Hey, let’s add a fade‑in and a neon‑purple palette. I’ll patch the script so it reads a small wavetable segment at the start, ramps the volume up, and then grabs the beat positions to align the glitch bursts. Here’s the updated snippet—drop it in place of the original functions.
```python
import numpy as np
from scipy.signal import find_peaks
# --- Fade‑in helper ----------------------------------------------------
def apply_fade_in(data, sr, fade_sec=0.5):
"""Linear ramp up over fade_sec seconds."""
nfade = int(sr * fade_sec)
ramp = np.linspace(0, 1, nfade, endpoint=False)
data[:nfade] *= ramp[:, None] if data.ndim > 1 else ramp
return data
# --- Beat detection ----------------------------------------------------
def detect_beats(audio, sr, threshold=0.6):
"""Simple peak‑based beat detection on the envelope."""
envelope = np.abs(audio)
peaks, _ = find_peaks(envelope, height=threshold * np.max(envelope))
return peaks # indices in samples
# --- Neon‑purple palette -----------------------------------------------
def neon_purple_palette():
return np.array([[0, 0, 255], [128, 0, 255], [255, 0, 255]], dtype=np.uint8)
# --- Main loop ---------------------------------------------------------
def main(input_wav, output_png):
wf = wave.open(input_wav, 'rb')
sr = wf.getframerate()
nframes = wf.getnframes()
raw = wf.readframes(nframes)
wf.close()
audio = np.frombuffer(raw, dtype=np.int16).astype(np.float32) / 32768
# 1. Fade‑in the first 0.5s
audio = apply_fade_in(audio.reshape(-1, 1), sr, fade_sec=0.5).squeeze()
# 2. Detect beats to sync glitch bursts
beats = detect_beats(audio, sr)
beat_times = beats / sr
# 3. Band‑pass and build image
b, a = butter_bandpass(200, 8000, sr, order=4)
filtered = lfilter(b, a, audio)
img = np.abs(filtered).reshape(1, -1)
img = np.repeat(img, 256, axis=0)
# 4. Map to neon‑purple palette
palette = neon_purple_palette()
idx = (img * 1.999).astype(int)
img_rgb = palette[idx.squeeze()]
# 5. Glitch bursts only at beat times
img_glitch = np.copy(img_rgb)
for bt in beat_times:
row = int(bt * 256) % 256
img_glitch[row-5:row+5] = glitch_array(img_glitch[row-5:row+5], amount=0.1)
imageio.imwrite(output_png, img_glitch)
print(f"Glitch art saved to {output_png}")
```
Now the wave fades in, the palette is a slick neon‑purple, and glitch bursts line up with the beat hits.

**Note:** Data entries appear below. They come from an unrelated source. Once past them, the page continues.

PR #806, opened 2026-07-31
feat(costops): price token usage as a list-price equivalent (v0.2)

VTolnai:
CostOps **v0.2**: the token→cost mapping that v0.1 explicitly deferred. Read-only, no schema change, nothing switched. Kanban **#132 (F1)**.

## Why now

`ledger.ts` carried this note:

> `volume/activity only -- not priced in v0.1 (token_usage has no model column; token->cost mapping lands in v0.2 after model/session enrichment)`

That precondition now holds: `model` is populated on **9309/9309** rows, no NULLs anywhere in the table. So this implements the slot v0.1 designed rather than adding a parallel path.

## Two things measurement changed

**1. Cache tokens dominate.** Over the fleet's 7 days to 2026-07-31:

| component | share |
|---|---|
| `cache_read` | **82.9%** |
| `cache_write` | 9.5% |
| `output` | 7.6% |
| `input` | 0.0% |

The obvious `input + output` formula sees **7.6%** of the real figure — a ~13x understatement. The two cache multipliers are therefore named constants with the measurement recorded beside them, and a test asserts the ratio rather than just the arithmetic.

**2. An unknown model is a gap, not a zero.** `priceTokens()` returns `null` for an unrecognised id (e.g. the `<synthetic>` sentinel, 19 calls in the window) and the report counts those separately. Charging $0 would leave the total looking like a total while quietly missing that traffic.

## List-price equivalent, not money owed

The operator runs on a subscription, so **no invoice corresponds to these numbers**. Every output carries `basis: "list_price_equivalent"` and `currency: "USD"`. It sits beside the money ledger and is **never summed into `current_spend`** — the subscription already appears there as a fixed cost, so adding both double-counts. A test pins that separation; the money path is untouched apart from comments.

## Day bucketing

`dayKey()` takes an explicit IANA zone, defaulting to `Europe/Budapest`, so a daily ceiling follows the operator's wall clock instead of splitting a working evening at 01:00 local. This deliberately differs from the money ledger's UTC `monthWindow()`; both ends say so. The zone is a parameter so tests don't depend on the machine's `TZ`.

## What's here

- `src/costops/pricing.ts` (new) — versioned price map, `priceTokens()`, `dayKey()`
- `src/costops/ledger.ts` — `getTokenCostReport()`; summary gains a labelled `list_price_equivalent` block
- `src/web/routes/costs.ts` — `GET /api/costs/tokens?days=N` (rolling window, clamped 1–400)

## Verification

- **42 costops tests pass**; `tsc --noEmit` clean.
- **Controls run.** Zeroing the cache multipliers fails 4 tests; making an unknown model cost $0 instead of `null` fails 2. The tests discriminate.
- **Cross-checked against the live database.** This implementation and an independent Python computation agree to the cent per model: fable-5 $1158.64, opus-5 $561.69, sonnet-5 $51.84, sonnet-4-6 $10.55. (Totals differ by 0.2% only because the rolling window slid ~19 min between runs.)
- **Full suite green on a fresh upstream base: 3120 pass, 0 failures.**

> **Correction to an earlier revision of this description.** It reported 13 failures in `governance-gates` / `hook-path-guard` / `email-send-gate` as "pre-existing". They were not. They were caused by running the suite from a worktree under `/tmp`: `isUnsafeHookCommand` rejects `/tmp`-prefixed hook commands, so the gate tests fail there and only there. My control had reverted my diff while holding the location fixed, which proved my changes were not the cause but did not license the word "pre-existing". Re-run from `~/.cache`, all three files pass.

### DIFF
--- a/src/__tests__/costops-api.test.ts
+++ b/src/__tests__/costops-api.test.ts
@@ -41,14 +41,42 @@ describe('costops API (route smoke)', () => {
     expect(out.body).toHaveProperty('breakdown')
     expect(out.body).toHaveProperty('budget')
     expect(out.body).toHaveProperty('token_usage')
-    // token usage reported as VOLUME
+    // token usage reported as VOLUME, plus a labelled list-price equivalent
     expect(out.body.token_usage.input_tokens).toBe(1234)
     expect(out.body.token_usage.output_tokens).toBe(5678)
-    expect(out.body.token_usage.note).toContain('not priced')
+    expect(out.body.token_usage.note).toContain('LIST-PRICE EQUIVALENT')
+    expect(out.body.token_usage.list_price_equivalent.basis).toBe('list_price_equivalent')
+    expect(out.body.token_usage.list_price_equivalent.currency).toBe('USD')
     // money never derived from tokens (config amounts are 0 placeholders)
     expect(typeof out.body.current_spend).toBe('number')
     // no secret / account id leaks into the response
     expect(JSON.stringify(out.body)).not.toMatch(/secret|api[_-]?key|password|token=/i)
+  })
+
+  it('GET /api/costs/tokens prices a rolling window and labels its basis', async () => {
+    const now = Math.floor(Date.now() / 1000)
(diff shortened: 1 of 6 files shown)


Szotasz:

Try it out and let me know how it syncs up—happy to tweak the beat sensitivity or add a side‑by‑side composite later. Happy glitching!
Nice tweak, the fade‑in will smooth the intro and the purple palette gives that neon edge. I’ll run a loop on a short drum sample and check the burst timing – might need to dial the `threshold` a bit if the beats feel off. Hit me back with the output so we can fine‑tune the glitch intensity or add a side‑by‑side comparison. Happy glitching!
Sounds good, I’ll keep the script ready to tweak. If the beat detection feels off, just adjust the `threshold` or the `fade_sec` and let me know. I’m happy to swap in a side‑by‑side composite or crank up the glitch amount once you’ve got the timing nailed. Hit me back when you see the first run—let’s get that neon glitch pop!
Got it, I’ll fire it up on a fresh synth loop and let you know how the timing feels. If the beats lag or jump too far, I’ll tweak the threshold or fade‑in. Keep me posted on the output and we’ll crank the glitch up or stack a side‑by‑side once it clicks. Happy glitching!